The Telecommunications Legislation Amendment (International Productions Orders) Act 2021 (‘IPO Act’) received Royal Assent on 23 July 2021.
The IPO Act appends a new Schedule 1 to the Telecommunications (Interception and Access) Act 1979 (‘TIA Act’) which establishes a framework to allow for Australia to negotiate agreements with like-minded foreign governments for reciprocal cross-border access to communications data (referred to as outgoing and incoming international productions orders (‘IPO’s)).
An agreement (or Designated International Agreement ‘DIA’) made under these provisions would allow law enforcement and national intelligence agencies of participating countries to issue orders, through a designated authority, for the production of data directed to prescribed communications and technology companies in the other country’s jurisdiction. Domestically, the Act provides for relevant agencies to seek orders for domestic interception, stored communications or authorisations for access to telecommunications data (referred to as ‘outgoing’ and incoming production orders) (IPO Bill 2020 Explanatory Memorandum para 2-3).

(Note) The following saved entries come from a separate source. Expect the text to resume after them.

PR #20836, opened 2021-08-13
Android Autofill: Use AppCompat theme for UnlockActivity.

pocmo:
I hope this is fixing https://github.com/mozilla-mobile/android-components/issues/10792. Unfortunately I was not able to reproduce this problem and it only happened for a very small set of users. However since this never happened for `AutofillConfirmActivity` I am quite confident that this is the right fix.


mcarare (approved):
LGTM!

pocmo:
@mergifyio backport releases_v92.0.0

Issue #19886, opened 2021-06-07
Unify the lock badge with a combined Connection and Tracking Protection menu


gabrielluong:
After adding the Home button to the browser toolbar, we want to explore unifying the lock badge with a combined Connection and Tracking Protection menu to not have the browser toolbar appear overloaded.

Amejia481:
QA team please help us to verify that this feature is working as expected.
We unified the tracking protection dialog with the lock icon, now only the lock icon should be visible.

![image](https://user-images.githubusercontent.com/773158/129793337-9c08ee19-7180-4f08-9a07-bf294419233a.png)


We want to test:

### 1) The connection panel change correctly when visiting  HTTP and HTTPS sites

#### 1.1 With a  HTTP should show -> Insecure connection 
#### 1.2 With a  HTTPS should show -> secure connection 


![image](https://user-images.githubusercontent.com/773158/129793643-5d4dedea-ff48-4fb5-a234-af4b087ca3b5.png)


#### 1.3 The connection sub menu should show the icon, title, URL, connection status  and the certificate info of the site.
![image](https://user-images.githubusercontent.com/773158/129794678-13790156-c346-4368-be89-9b09df6f3877.png)


### 2) Alter permissions on the dialog (allowed/blocked) 

![image](https://user-images.githubusercontent.com/773158/129794977-aa50c28f-f35e-46ad-b3e2-283ef7e3ebb2.png)


### 3) Under the "Details" section you should be able to see trackers information (blocked and allowed)

![image](https://user-images.githubusercontent.com/773158/129795298-85988c8d-0e42-4c8c-9c1d-d463eceb69d8.png)

LaurentiuApahideanSV:
Verified as fixed in Firefox Preview Nightly 2021-08-18. The lock submenus work according to the above screenshots.

Amejia481:
@LaurentiuApahideanSV thanks :)

PR #20874, opened 2021-08-16
For #19886 use block color on disabled permissions

Amejia481:
### Pull Request checklist

1. click on Show All Checks,


app/src/main/res/drawable/ic_autoplay_disabled.xml
```diff
@@ -8,9 +8,9 @@
     android:viewportWidth="24"
     android:viewportHeight="24">
     <path
-        android:fillColor="@color/disabled_text"
+        android:fillColor="?primaryText"
```
MozillaNoah, line 11: Does using a text color reference pose any risk being used for a vector? (e.g. the primary text color is updated by Design, but the disabled icon color stays the same) Or will the two colors always be the same?

gabrielluong (approved):

app/src/main/res/drawable/ic_autoplay_disabled.xml
gabrielluong: We are probably on the latter side of things. Most of our icons appear directly next to text which usually follow the same text colour. Of course, it will generally be great to define variables such as `primaryIconFillColor` and refactor everything, but that is probably beyond the scope here.

Issue #23378, opened 2022-01-24
[Bug]: ↖️/↙️ buttons' icons in Search Suggestions are not visible in Nightly 


czlucius:
### Steps to reproduce

1. Click on the address bar
2. Type something in the address bar that triggers search suggestions

### Expected behaviour

↖️/↙️ buttons are shown on the right of search suggestions. (I don't know the name of the button)

### Actual behaviour

The buttons are still there, but icons are invisible. 

### Device name

Samsung Galaxy S20 FE 5G 

### Android version

Android 12

### Firefox release type

Firefox Nightly

### Firefox version

98.0a1 (Build #2015859243)

### Additional information

This does not occur in Firefox Stable.
See attached screenshot.
Nightly:
![Screenshot_20220125-005143_Firefox Nightly](https://user-images.githubusercontent.com/58442255/150827628-ff0072ed-6d13-4f5d-beff-62e39997a717.jpg)
(You can see that the buttons are still clickable in the 1st bugzilla entry)
Stable:
![Screenshot_20220125-005001_Firefox](https://user-images.githubusercontent.com/58442255/150827495-fde44924-6e80-408c-bfbf-5f4d46f65fdf.jpg)

kbrosnan:
Similar to https://github.com/mozilla-mobile/fenix/issues/23350 but this is on modern Android

czlucius:
Yes, I saw that issue before posting this one.
But the icons in the other issue are still visible to me.
The issue is also not present in Firefox Stable/Release.

mcarare:
I am inclined to say this is not an issue in AC but in the way we override the `mozac_ui_icons_fill` value. Not sure what are the colors ids for this so I am tagging @gabrielluong for input.

gabrielluong:
Should be fixed with the changes reverted in https://github.com/mozilla-mobile/fenix/issues/23350

PR #23449, opened 2022-01-27
For #23378 - Fix search suggestion buttons not visible

tasosb:
Fixes the problem with the non-visible suggestion button. (regressed by 12347c99999c340e7f7072ab2749cb13c5fd86c9 )
Removed the attribute ?primaryText and added the static color value to to both /colors.xml and night/colors.xml

fx

CC: @gabrielluong who worked on the color changes

### Pull Request checklist
- [x] **Tests**: N/A
- [x] **Screenshots**
- [x] **Accessibility**: N/A

1. click on Show All Checks,

### DIFF
--- a/app/src/main/res/values/colors.xml
+++ b/app/src/main/res/values/colors.xml
@@ -279,10 +279,12 @@
     <color name="toolbar_menu_transparent">@android:color/transparent</color>
 
     <!-- Mozilla Android Component color variable overrides -->
-    <color name="mozac_ui_icons_fill" tools:ignore="UnusedResources">?primaryText</color>
+    <color name="mozac_ui_icons_fill" tools:ignore="UnusedResources">@color/primary_text_light_theme</color>
+
     <!-- Tab Counter colors -->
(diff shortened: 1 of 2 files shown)


app/src/main/res/values/colors.xml
```diff
@@ -279,10 +279,12 @@
     <color name="toolbar_menu_transparent">@android:color/transparent</color>
 
     <!-- Mozilla Android Component color variable overrides -->
-    <color name="mozac_ui_icons_fill" tools:ignore="UnusedResources">?primaryText</color>
+    <color name="mozac_ui_icons_fill" tools:ignore="UnusedResources">@color/primary_text_light_theme</color>
```
gabrielluong, line 282: Will look into this. I don't think this will work for the private theme, which is why `?primaryText` was used.

tasosb: Yes you're right, I didn't think about the private mode. In that case the issue might be in AC where the icon is tinted.

tasosb: OK, I believe I found a (simple) fix in AC, I will make a PR there

gabrielluong: 👀

PR #23525, opened 2022-02-01
Issue #12731: Disable TrimMemoryMiddleware on all channels

csadilek:
This was already disabled in Nightly over two months ago and seems to work much better combined with latest fixes in GV (see links inline for details.)


mcomella (approved):
lgtm as discussed with the GV team. While I'm not too familiar with this code, I trust it because:
- this flag has been disabled in Nightly and no one complained
- the fixes the GV team landed were verified in Nightly by the community, i.e. with this flag off. It makes sense to disable it for all channels too

PR #23538, opened 2022-02-02
docker: run get-secret.py with python3

jcristau:


taskcluster/docker/base/Dockerfile
```diff
@@ -34,19 +34,17 @@ RUN apt-get update -qq \
...
                           tzdata \
                           unzip \
 			  mercurial \
     && apt-get clean
 
-RUN pip install --upgrade pip
-# TODO update to python3 so we can use newer taskcluster
-RUN pip install taskcluster==44.2.2
+RUN pip3 install --upgrade pip
+RUN pip install taskcluster
```
jcristau, line 47: I'm not sure if we want to keep some sort of pinning here, other opinions welcome...

jcristau: `pip3` is from the `python3-pip` deb package, `pip` is pip-installed (I'm also not sure *why* we're updating pip here, but oh well).

escapewindow (approved):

The Act contains important safeguards for data protection and human rights, and provides for independent oversight by the Commonwealth Ombudsman (‘Ombudsman’) and the Inspector-General of Intelligence and Security.

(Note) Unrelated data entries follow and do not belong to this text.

PR #23400, opened 2022-01-25
First use of Nimbus FML plugin

jhugman:
This requires the newly landed Nimbus FML plugin.

Closes #22925 

### Pull Request checklist

- [ ] **Tests**: This PR includes thorough tests or an explanation of why it does not
- [ ] **Screenshots**: This PR includes screenshots or GIFs of the changes made or an explanation of why it does not
- [ ] **Accessibility**: The code in this PR follows [accessibility best practices](https://github.com/mozilla-mobile/shared-docs/blob/master/android/accessibility_guide.md) or does not include any user facing features. In addition, it includes a screenshot of a successful [accessibility scan](https://play.google.com/store/apps/details?id=com.google.android.apps.accessibility.auditor&hl=en_US) to ensure no new defects are added to the product.

### To download an APK when reviewing a PR:
1. click on Show All Checks,
2. click Details next to "Taskcluster (pull_request)" after it appears and then finishes with a green checkmark,
3. click on the "Fenix - assemble" task, then click "Run Artifacts".
4. the APK links should be on the left side of the screen, named for each CPU architecture

PR #23556, opened 2022-02-03
Fixes #23492: Perf regression of calling isFirefoxDefault from main thread

### LINKED ISSUE #23492: ~100ms regression in cold main time to first frame (1/28; Nimbus FML?)
Caught in our nightly backfill:

image

We go from 1.468s to 1.570s (102ms).

### LINKED ISSUE #23618: Fenix shouldn't show "Set as default browser" button if it's already the default browser
When I started Fenix Nightly today, its homepage had a tile asking me to set it as my default browser ("Set as default browser"). But Fenix Nightly is already my default browser!

@jonalmeida says Fenix should be able to check whether it's already set as the default app.

AC has code to query the default browser, but it might require some legacy permissions: [[https://github.com/mozilla-mobile/android-components/blob/main/components/support/[…]tils/src/main/java/mozilla/components/support/utils/Browsers.kt](https://github.com/mozilla-mobile/android-components/blob/main/components/support/utils/src/main/java/mozilla/components/support/utils/Browsers.kt#L115).](https://github.com/mozilla-mobile/android-components/blob/ec0201897ae2b2d91ec36be41986dff1c3192501/components/support/utils/src/main/java/mozilla/components/support/utils/Browsers.kt#L112-L115)

jhugman:
Fixes #23492
Fixes #23618

Perf regression calling slow isFirefoxDefault from the main thread.

Prior #23400, the default browser message was only displayed when part of an experiment. The check that isFirefoxDefault was only done as a final check before the message is displayed.

#23400 changed the order of this, so the slow check was done each time the toolbar was created.

Fixes #23492; this PR does three things:

- it moves the check for isDefaultBrowser until _after_ the check to see which message surface to display on (as was prior to #23400 )
- it makes the default browser message be able to turn off.
- it changes the feature of showing the default browser message to be off by default (as was prior to #23400 )

Now, the default browser message is displayable when an experiment toggles it on.

The isFirefoxDefault _is_ done when the message is toggled on, but:

1. There are no plans to toggle this on in this release
2. The messaging system is being re-written to avoid these problems.

### Pull Request checklist

1. click on Show All Checks,

### DIFF
--- a/app/src/main/java/org/mozilla/fenix/components/toolbar/DefaultToolbarMenu.kt
+++ b/app/src/main/java/org/mozilla/fenix/components/toolbar/DefaultToolbarMenu.kt
@@ -446,10 +446,13 @@ open class DefaultToolbarMenu(
         }
     }
 
-    private fun getSetDefaultBrowserItem(): BrowserMenuImageText? =
-        if (BrowsersCache.all(context).isFirefoxDefaultBrowser) {
-            null
-        } else if (FxNimbus.features.defaultBrowserMessage.value().messageLocation == MessageSurfaceId.APP_MENU_ITEM) {
+    private fun getSetDefaultBrowserItem(): BrowserMenuImageText? {
+        val browsers = BrowsersCache.all(context)
+        val config = FxNimbus.features.defaultBrowserMessage.value()
+        return if (
+            config.messageLocation == MessageSurfaceId.APP_MENU_ITEM &&
+            !browsers.isFirefoxDefaultBrowser
+        ) {
             BrowserMenuImageText(
                 label = context.getString(R.string.preferences_set_as_default_browser),
                 imageResource = R.mipmap.ic_launcher
@@ -459,4 +462,5 @@ open class DefaultToolbarMenu(
         } else {
             null
         }
+    }
 }
--- a/app/src/main/java/org/mozilla/fenix/components/toolbar/DefaultToolbarMenu.kt
+++ b/app/src/main/java/org/mozilla/fenix/components/toolbar/DefaultToolbarMenu.kt
@@ -447,11 +447,9 @@ open class DefaultToolbarMenu(
     }
 
     private fun getSetDefaultBrowserItem(): BrowserMenuImageText? {
-        val browsers = BrowsersCache.all(context)
-        val config = FxNimbus.features.defaultBrowserMessage.value()
+        val settings = context.components.settings
         return if (
-            config.messageLocation == MessageSurfaceId.APP_MENU_ITEM &&
-            !browsers.isFirefoxDefaultBrowser
+            settings.isDefaultBrowserMessageLocation(MessageSurfaceId.APP_MENU_ITEM)
         ) {
             BrowserMenuImageText(
                 label = context.getString(R.string.preferences_set_as_default_browser),
--- a/app/src/main/java/org/mozilla/fenix/components/toolbar/DefaultToolbarMenu.kt
+++ b/app/src/main/java/org/mozilla/fenix/components/toolbar/DefaultToolbarMenu.kt
@@ -39,10 +39,8 @@ import org.mozilla.fenix.R
 import org.mozilla.fenix.components.accounts.FenixAccountManager
 import org.mozilla.fenix.ext.components
 import org.mozilla.fenix.ext.settings
-import org.mozilla.fenix.nimbus.FxNimbus
 import org.mozilla.fenix.nimbus.MessageSurfaceId
 import org.mozilla.fenix.theme.ThemeManager
-import org.mozilla.fenix.utils.BrowsersCache
 
 /**
  * Builds the toolbar object used with the 3-dot menu in the browser fragment.
--- a/app/src/main/java/org/mozilla/fenix/home/HomeMenu.kt
+++ b/app/src/main/java/org/mozilla/fenix/home/HomeMenu.kt
@@ -175,14 +175,9 @@ class HomeMenu(
 
         // Use nimbus to set the icon and title.
         val nimbusValidation = FxNimbus.features.nimbusValidation.value()
-        val settingsIcon = context.resources.getIdentifier(
-            nimbusValidation.settingsIcon,
-            "drawable",
-            context.packageName
-        )
         val settingsItem = BrowserMenuImageText(
             nimbusValidation.settingsTitle,
-            settingsIcon,
+            R.drawable.mozac_ic_settings,
             primaryTextColor
         ) {
             onItemTapped.invoke(Item.Settings)
--- a/app/src/main/java/org/mozilla/fenix/utils/Settings.kt
+++ b/app/src/main/java/org/mozilla/fenix/utils/Settings.kt
@@ -466,7 +466,7 @@ class Settings(private val appContext: Context) : PreferencesHolder {
      */
     var searchTermTabGroupsAreEnabled by lazyFeatureFlagPreference(
         appContext.getPreferenceKey(R.string.pref_key_search_term_tab_groups),
-        default = { FxNimbus.features.searchTermGroups.value().enabled },
+        default = { FxNimbus.features.searchTermGroups.value(appContext).enabled },
         featureFlag = FeatureFlags.tabGroupFeature
     )
 
--- a/app/src/main/java/org/mozilla/fenix/utils/Settings.kt
+++ b/app/src/main/java/org/mozilla/fenix/utils/Settings.kt
@@ -37,6 +37,7 @@ import org.mozilla.fenix.components.settings.lazyFeatureFlagPreference
 import org.mozilla.fenix.components.toolbar.ToolbarPosition
 import org.mozilla.fenix.ext.components
 import org.mozilla.fenix.ext.getPreferenceKey
+import org.mozilla.fenix.nimbus.DefaultBrowserMessage
 import org.mozilla.fenix.nimbus.FxNimbus
 import org.mozilla.fenix.nimbus.HomeScreenSection
 import org.mozilla.fenix.nimbus.MessageSurfaceId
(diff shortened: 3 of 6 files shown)


app/src/main/java/org/mozilla/fenix/components/toolbar/DefaultToolbarMenu.kt
```diff
@@ -446,10 +446,13 @@ open class DefaultToolbarMenu(
...
-    private fun getSetDefaultBrowserItem(): BrowserMenuImageText? =
-        if (BrowsersCache.all(context).isFirefoxDefaultBrowser) {
-            null
-        } else if (FxNimbus.features.defaultBrowserMessage.value().messageLocation == MessageSurfaceId.APP_MENU_ITEM) {
+    private fun getSetDefaultBrowserItem(): BrowserMenuImageText? {
+        val browsers = BrowsersCache.all(context)
+        val config = FxNimbus.features.defaultBrowserMessage.value()
+        return if (
+            config.messageLocation == MessageSurfaceId.APP_MENU_ITEM &&
+            !browsers.isFirefoxDefaultBrowser
```
Amejia481, line 454: I'm not sure how `BrowsersCache.all()` could impact performace, but  maybe we could make it a bit faster if we  inline the `BrowsersCache.all(context)` call with the condition check, this way we will only call `BrowsersCache.all( )` when it's the right message? . What do you think?

```kotlin
 config.messageLocation == MessageSurfaceId.APP_MENU_ITEM &&
 !BrowsersCache.all(context).isFirefoxDefaultBrowser
```

Amejia481 (approved):
LGTM!

gabrielluong:
Decision Task broke, restarting

mcomella:
I measured the performance difference. Results from original bisection:
- before regression: 1373ms median
- regression: 1501ms

Results from this PR:
- before PR: 1436ms
- after PR: 1402ms

It seems something may have changed after the initial regression causing the overall regression to be 63ms rather than ~100ms. **One notable visual difference is that in the regressing builds there is a new UI element, "Set as default browser".** The home screen races various UI elements against each other (when it should inflate from the top) so that may contribute to the different results. This PR improves the regression by another 34ms so we've still regressed ~29ms from the original state. Ideally we can try to address that (e.g. if we regress 30ms 2 more times, we're back to where we started) but I didn't see anything obviously actionable in the profiles. I'd be curious to see what our Nightly results say about this PR rather than my local measurements.

app/src/main/java/org/mozilla/fenix/home/HomeMenu.kt
```diff
@@ -175,14 +175,9 @@ class HomeMenu(
 
         // Use nimbus to set the icon and title.
         val nimbusValidation = FxNimbus.features.nimbusValidation.value()
-        val settingsIcon = context.resources.getIdentifier(
-            nimbusValidation.settingsIcon,
-            "drawable",
-            context.packageName
-        )
```
jhugman, line 182: Calling `getIdentifier` is entirely avoidable, for the sake of a validation.

app/src/main/java/org/mozilla/fenix/utils/Settings.kt
```diff
@@ -326,15 +327,25 @@ class Settings(private val appContext: Context) : PreferencesHolder {
...
+
+    fun isDefaultBrowserMessageLocation(surfaceId: MessageSurfaceId): Boolean =
+        defaultBrowserFeature.messageLocation?.let { experimentalSurfaceId ->
+            if (experimentalSurfaceId == surfaceId) {
+                val browsers = BrowsersCache.all(appContext)
+                !browsers.isFirefoxDefaultBrowser
+            } else {
+                false
+            }
+        } ?: false
```
jhugman, line 347: These lines do several things:

 * we put all the checking logic into one place.
 * we now only call into Rust once for the default browser feature.
 * we now only check `isFirefoxDefaultBrowser` after we check the surface id. There are no experiments about this currently, so this never happens now.

jhugman (commented):
I've added more aggressive caching of calling into Rust and checking the browser default.

The FML builds on top of the `getVariables() -> Variables` API and generates straightline kotlin to access those `Variables`.

The rest of the PR #23400 converts existing Fenix code to use the generated code, so this Pr concentrates on that.

@mcomella please could you re-profile? (are there profiles on CI for PRs with the Performance label?)

Amejia481:
> One notable visual difference is that in the regressing builds there is a new UI element, "Set as default browser".

@jhugman this looks similar to what @mcomella described on https://github.com/mozilla-mobile/fenix/pull/23556#issuecomment-1029338172 see https://github.com/mozilla-mobile/fenix/issues/23618#issuecomment-1031970923

Amejia481:
> > One notable visual difference is that in the regressing builds there is a new UI element, "Set as default browser".
> 
> @jhugman this looks similar to what @mcomella described on [#23556 (comment)](https://github.com/mozilla-mobile/fenix/pull/23556#issuecomment-1029338172) see [#23618 (comment)](https://github.com/mozilla-mobile/fenix/issues/23618#issuecomment-1031970923)

I think what is causing the regression is what @mcomella was describing above the **"Set as default browser"** card is showing all the time. Investigating https://github.com/mozilla-mobile/fenix/issues/23618 I found that 
[val isExperimentBranch = feature.messageLocation == MessageSurfaceId.HOMESCREEN_BANNER](https://github.com/mozilla-mobile/fenix/blob/26c7562e62359fa0ec57e8d4f9db1695bb58b45f/app/src/main/java/org/mozilla/fenix/utils/Settings.kt#L331)  it's always true after https://github.com/mozilla-mobile/fenix/commit/82a6f8cae411603ba5abced3b13fc43ca40f335e. See https://github.com/mozilla-mobile/fenix/issues/23618#issuecomment-1032011656 for more context.

mcomella:
> @mcomella please could you re-profile? (are there profiles on CI for PRs with the Performance label?)

I tried to check out and run this PR but it crashes on start up with:
```
02-07 16:39:03.891 19530 19563 E AndroidRuntime: FATAL EXCEPTION: DefaultDispatcher-worker-5
02-07 16:39:03.891 19530 19563 E AndroidRuntime: Process: org.mozilla.fenix, PID: 19530
02-07 16:39:03.891 19530 19563 E AndroidRuntime: org.mozilla.experiments.nimbus.internal.NimbusFeatureException: A Context is needed but not available. Consider passing in a context to the value() method when close to startup
02-07 16:39:03.891 19530 19563 E AndroidRuntime:        at org.mozilla.experiments.nimbus.internal.FeatureHolder.value$default(FeatureHolder.kt:7)
02-07 16:39:03.891 19530 19563 E AndroidRuntime:        at org.mozilla.fenix.utils.Settings$searchTermTabGroupsAreEnabled$2.invoke(Settings.kt:4)
02-07 16:39:03.891 19530 19563 E AndroidRuntime:        at org.mozilla.fenix.components.settings.LazyPreference$property$2.invoke(FeatureFlagPreference.kt:4)
02-07 16:39:03.891 19530 19563 E AndroidRuntime:        at kotlin.SynchronizedLazyImpl.getValue(LazyJVM.kt:5)
02-07 16:39:03.891 19530 19563 E AndroidRuntime:        at org.mozilla.fenix.components.settings.LazyPreference.getValue(FeatureFlagPreference.kt:3)
02-07 16:39:03.891 19530 19563 E AndroidRuntime:        at org.mozilla.fenix.utils.Settings.getSearchTermTabGroupsAreEnabled(Settings.kt:1)
02-07 16:39:03.891 19530 19563 E AndroidRuntime:        at org.mozilla.fenix.FenixApplication$initializeGlean$2.invokeSuspend(FenixApplication.kt:23)
02-07 16:39:03.891 19530 19563 E AndroidRuntime:        at kotlin.coroutines.jvm.internal.BaseContinuationImpl.resumeWith(ContinuationImpl.kt:3)
02-07 16:39:03.891 19530 19563 E AndroidRuntime:        at kotlinx.coroutines.DispatchedTask.run(DispatchedTask.kt:18)
02-07 16:39:03.891 19530 19563 E AndroidRuntime:        at kotlinx.coroutines.scheduling.CoroutineScheduler.runSafely(CoroutineScheduler.kt:1)
02-07 16:39:03.891 19530 19563 E AndroidRuntime:        at kotlinx.coroutines.scheduling.CoroutineScheduler$Worker.run(CoroutineScheduler.kt:10)
```

@jhugman btw, did you mean a benchmark or a profile?

> (are there profiles on CI for PRs with the Performance label?)

Unfortunately, no – we haven't had the resources to implement something like that (e.g. our daily graphs from nightly are actually manually run with a script on a device on my desk).

For benchmarks, you can run it locally if you have a low-end phone (or a high-end phone you can reproduce the regression on). See https://wiki.mozilla.org/Performance/Fenix/Performance_reviews#Benchmark_locally. This regression was to the `cold_main_first_frame` benchmark.

jhugman:
Ah. Ok yes, I keep forgetting to say: The default browser message was shown as part of the #23400 , and this PR fixes that.

Fixed this early startup crash, with the suggested fix.

```
 org.mozilla.experiments.nimbus.internal.NimbusFeatureException: A Context is needed but not available. Consider passing in a context to the value() method when close to startup
        …
        at org.mozilla.fenix.utils.Settings$searchTermTabGroupsAreEnabled$2.invoke(Settings.kt:4)
```

jhugman:
> @jhugman btw, did you mean a benchmark or a profile?

I'm not sure, whichever you needed to find that 102ms regression.

Also question from the curious: given the precision of `ms` you're giving, I assumed that the error bars were small, however, knowing you're benchmarking on a local machine, I have no idea now. What sort of variation/error bars do you see in timings?

mcomella:
> > @jhugman btw, did you mean a benchmark or a profile?
> 
> I'm not sure, whichever you needed to find that 102ms regression.

Sure. Results from original bisection:
- before regression: 1373ms median
- regression: 1501ms

Results from this PR, taken with our `cold_main_first_frame` benchmark run on a Moto G5 (i.e. `./perf-tools/measure_start_up.py nightly cold_main_first_frame results.txt`):
- before PR: 1443ms
- after PR: 1406ms

These results are similar to [when I last measured this PR](https://github.com/mozilla-mobile/fenix/pull/23556#issuecomment-1029338172).

> Also question from the curious: given the precision of `ms` you're giving, I assumed that the error bars were small, however, knowing you're benchmarking on a local machine, I have no idea now. What sort of variation/error bars do you see in timings?

I don't know statistics well so I'm not sure how well I can answer this question 😓 (and yes, our results could probably be improved by someone more familiar with statistics). Through trial-and-error we decided to execute 25 iterations of each test and to take the median values of the results to find the duration of a benchmark for a build. When we originally set these values, this had a maximum variation of ~20ms for an A/A test. In the worst case, I think this would let us catch regressions of ~40ms+ (based [on this thinking I did](https://docs.google.com/document/d/1QKHK50VJisT2k5kTfbNwDb5MvKKTi5H9xAKR9s-Hzu8/edit)). However, the average variation is usually smaller and we can look at the results across multiple days (so hundreds of iterations instead of 25) so in practice we've caught smaller regressions. The variation seems larger these days though:  maybe ~30ms. Our [nightly benchmark results dashboards (populated once a week on mondays) is here](https://earthangel-b40313e5.influxcloud.net/d/s3AT6t7nk/fenix-startup-nightly-via-backfill-py?orgId=1&from=now-30d&to=now) if you're curious.

For context, we use local machines right now rather than CI due to limited resourcing: CI would be ideal because it's more accessible but it takes more time to implement and debug when issues occur.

In our evolving and changing technological landscape, the traditional phone as we know it has largely disappeared, and in its place is mobile and internet connectivity with the use of over the top application providers, social media messaging and voice over IP (Internet Protocol address) services. The majority of these applications and services are provided or offered by foreign providers with global operations such as Google, Facebook, Twitter, WhatsApp etc. It is not surprising that criminal, terrorist and organised criminal networks have been using internet enabled technology or encryption supported crime to facilitate or obfuscate criminal activity without having any technical skills or knowledge – it is that simple, thanks to the internet.

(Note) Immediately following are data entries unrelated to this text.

Issue #23563, opened 2022-02-03
Crash IOException: Timed out when downloading wallpapers 


Amejia481:
Sentry https://sentry.prod.mozaws.net/operations/firefox-nightly/issues/17697998/
```
java.io.IOException: Timed out
    at org.mozilla.geckoview.GeckoInputStream.read(GeckoInputStream.java:11)
    at org.mozilla.geckoview.GeckoInputStream.read(GeckoInputStream.java:6)
    at kotlin.io.ByteStreamsKt.copyTo$default(IOStreams.kt:4)
    at org.mozilla.fenix.wallpapers.WallpaperDownloader$downloadWallpaper$2$2$1.invoke(WallpaperDownloader.kt:3)
    at mozilla.components.concept.fetch.Response$Body.useStream(Response.kt:1)
    at org.mozilla.fenix.wallpapers.WallpaperDownloader$downloadWallpaper$2.invokeSuspend(WallpaperDownloader.kt:53)
    at kotlin.coroutines.jvm.internal.BaseContinuationImpl.resumeWith(ContinuationImpl.kt:3)
    at kotlinx.coroutines.DispatchedTask.run(DispatchedTask.kt:18)
    at kotlinx.coroutines.scheduling.CoroutineScheduler.runSafely(CoroutineScheduler.kt:1)
    at kotlinx.coroutines.scheduling.CoroutineScheduler$Worker.run(CoroutineScheduler.kt:10)
```

Amejia481:
Sentry issue: [FIREFOX-NIGHTLY-EYN](https://sentry.prod.mozaws.net/operations/firefox-nightly/issues/17697998/?referrer=github_plugin)

Amejia481:
Addressed on https://github.com/mozilla-mobile/fenix/commit/e290bc1bd6c4a9e3185e8f0bf9ffb433d378620d

PR #23564, opened 2022-02-03
For #23563: Address time out crash when downloading wallpaper

Amejia481:
### Pull Request checklist

1. click on Show All Checks,

### DIFF
--- a/app/src/main/java/org/mozilla/fenix/wallpapers/WallpaperDownloader.kt
+++ b/app/src/main/java/org/mozilla/fenix/wallpapers/WallpaperDownloader.kt
@@ -44,14 +44,13 @@ class WallpaperDownloader(
                 method = Request.Method.GET
             )
             Result.runCatching {
-                client.fetch(request)
-            }.onSuccess {
-                if (!it.isSuccess) {
-                    logger.error("Download response failure code: ${it.status}")
+                val response = client.fetch(request)
+                if (!response.isSuccess) {
+                    logger.error("Download response failure code: ${response.status}")
                     return@withContext
                 }
                 File(localFile.path.substringBeforeLast("/")).mkdirs()
-                it.body.useStream { input ->
+                response.body.useStream { input ->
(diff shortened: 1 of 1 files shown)


MozillaNoah (approved):

app/src/main/java/org/mozilla/fenix/wallpapers/WallpaperDownloader.kt
```diff
@@ -50,9 +51,17 @@ class WallpaperDownloader(
...
+                    File(localFile.path.substringBeforeLast("/")).mkdirs()
+                    it.body.useStream { input ->
+                        input.copyTo(localFile.outputStream())
+                    }
+                } catch (exception: IOException) {
+                    logger.error(
+                        exception.message ?: "Download failed: no throwable message included.",
+                        exception
+                    )
+                    crashReporter.submitCaughtException(exception)
```
MatthewTighe, line 64: This could be a `map` on the `Result.runCatching` block, so that the `onFailure` block is shared. Then we aren't mixing our exception handling patterns.

Alternatively, the whole thing could be switching to a `try catch`

MatthewTighe (approved):
Thanks for handling this! Just had one small nit

MatthewTighe:
Actually, I'm worried now that some amount of data will still be copied to the output stream. It may be worth deleting the file on failure, to save users space and to make sure we don't get partial bitmaps. Could handle that in a followup as well

Amejia481:
> Actually, I'm worried now that some amount of data will still be copied to the output stream. It may be worth deleting the file on failure, to save users space and to make sure we don't get partial bitmaps. Could handle that in a followup as well

Let's address it in a follow up!

app/src/main/java/org/mozilla/fenix/wallpapers/WallpaperDownloader.kt
Amejia481: Updated!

In my last article (‘Going dark: the unprecedented government measures to access encrypted data’ 52 Law Society of NSW Journal, Feb 2019, 74-77) I discussed how encryption was underpinning a wide range of crime typologies, such as cybercrime, terrorism and serious organised crime. The intentional hiding of data and communications in criminal activities is not surprisingly on the increase (see Dr Amanda Davies, Australian Institute of Policing, March 2021, 3). On the flip side, no one can deny the importance and benefits of strong encryption for the digital economy and digital privacy. It follows that evidence of just about any crime is being increasingly stored electronically on computer and device systems in foreign, multiple or unknown jurisdictions and additional measures are required to lawfully obtain such evidence in order to enable an effective criminal justice response and to uphold the rule of law.